Records excerpted from a collection:
Content starts

PR #541, opened 2021-04-06
[@fluent/react] Allow the `Localized` component to have an array with one element in its children property

### LINKED ISSUE #539: `Localized` component throws an error when the `children` prop is an array with only one element
This is an error we are encountering while we are working on the i18n of the Firefox Profiler front-end (profiler.firefox.com).

We are aware that you should only have one child inside the `Localized` component which is reasonable. And that was working well for us. But recently, we've hit a problem related to this. Some third party components are processing the props of children components, and for our case, it's always changing the single child into an array with only one element that contains this child. This third part library is `react-contextmenu` in our case.

For example, this code won't work because of that problem:
```jsx
<ContextMenu>
  <MenuItem>
    <Localized id="test">
      <span></span>
    </Localized>
  </MenuItem>
</ContextMenu>
```
Even though there is only one span inside the `Localized`, `ContextMenu` changes the `Localized`'s children into an array that contains only the span.

This example triggers this error:
https://github.com/projectfluent/fluent.js/blob/bc796f8b33cd8f0f1f592e0e02d1a34cc91eb68d/fluent-react/src/localized.ts#L52-L56

In here, we are only checking if it's an array, but it can be also an array that contains only one element like our case.
So for the proposed solution, we can change this code to check if it contains only one element, and if so, we should continue with that element instead of throwing an error.

I can also help on this by sending a PR with my proposed solution, what do you think?

canova:
Fixes #539.

I've created the mentioned issue to explain the edge case we are having in the Firefox Profiler code base. I thought it would be better to talk about my proposed solution as well. So, I created this PR. Please let me know what you think!

### DIFF
--- a/fluent-react/src/localized.ts
+++ b/fluent-react/src/localized.ts
@@ -19,7 +19,7 @@ const reMarkup = /<|&#?\w+;/;
 export interface LocalizedProps {
   id: string;
   attrs?: Record<string, boolean>;
-  children?: ReactNode;
+  children?: ReactNode | Array<ReactNode>;
   vars?: Record<string, FluentVariable>;
   elems?: Record<string, ReactElement>;
 }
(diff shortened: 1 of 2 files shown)


gregtatum (approved):
Thanks, this looks good to me.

Content ends

= WHAT YOU SHOULD DO =
Set all of the records down again, exactly as they stand.

= RESULT =
PR #541, opened 2021-04-06
[@fluent/react] Allow the `Localized` component to have an array with one element in its children property

### LINKED ISSUE #539: `Localized` component throws an error when the `children` prop is an array with only one element
This is an error we are encountering while we are working on the i18n of the Firefox Profiler front-end (profiler.firefox.com).

We are aware that you should only have one child inside the `Localized` component which is reasonable. And that was working well for us. But recently, we've hit a problem related to this. Some third party components are processing the props of children components, and for our case, it's always changing the single child into an array with only one element that contains this child. This third part library is `react-contextmenu` in our case.

For example, this code won't work because of that problem:
```jsx
<ContextMenu>
  <MenuItem>
    <Localized id="test">
      <span></span>
    </Localized>
  </MenuItem>
</ContextMenu>
```
Even though there is only one span inside the `Localized`, `ContextMenu` changes the `Localized`'s children into an array that contains only the span.

This example triggers this error:
https://github.com/projectfluent/fluent.js/blob/bc796f8b33cd8f0f1f592e0e02d1a34cc91eb68d/fluent-react/src/localized.ts#L52-L56

In here, we are only checking if it's an array, but it can be also an array that contains only one element like our case.
So for the proposed solution, we can change this code to check if it contains only one element, and if so, we should continue with that element instead of throwing an error.

I can also help on this by sending a PR with my proposed solution, what do you think?

canova:
Fixes #539.

I've created the mentioned issue to explain the edge case we are having in the Firefox Profiler code base. I thought it would be better to talk about my proposed solution as well. So, I created this PR. Please let me know what you think!

### DIFF
--- a/fluent-react/src/localized.ts
+++ b/fluent-react/src/localized.ts
@@ -19,7 +19,7 @@ const reMarkup = /<|&#?\w+;/;
 export interface LocalizedProps {
   id: string;
   attrs?: Record<string, boolean>;
-  children?: ReactNode;
+  children?: ReactNode | Array<ReactNode>;
   vars?: Record<string, FluentVariable>;
   elems?: Record<string, ReactElement>;
 }
(diff shortened: 1 of 2 files shown)


gregtatum (approved):
Thanks, this looks good to me.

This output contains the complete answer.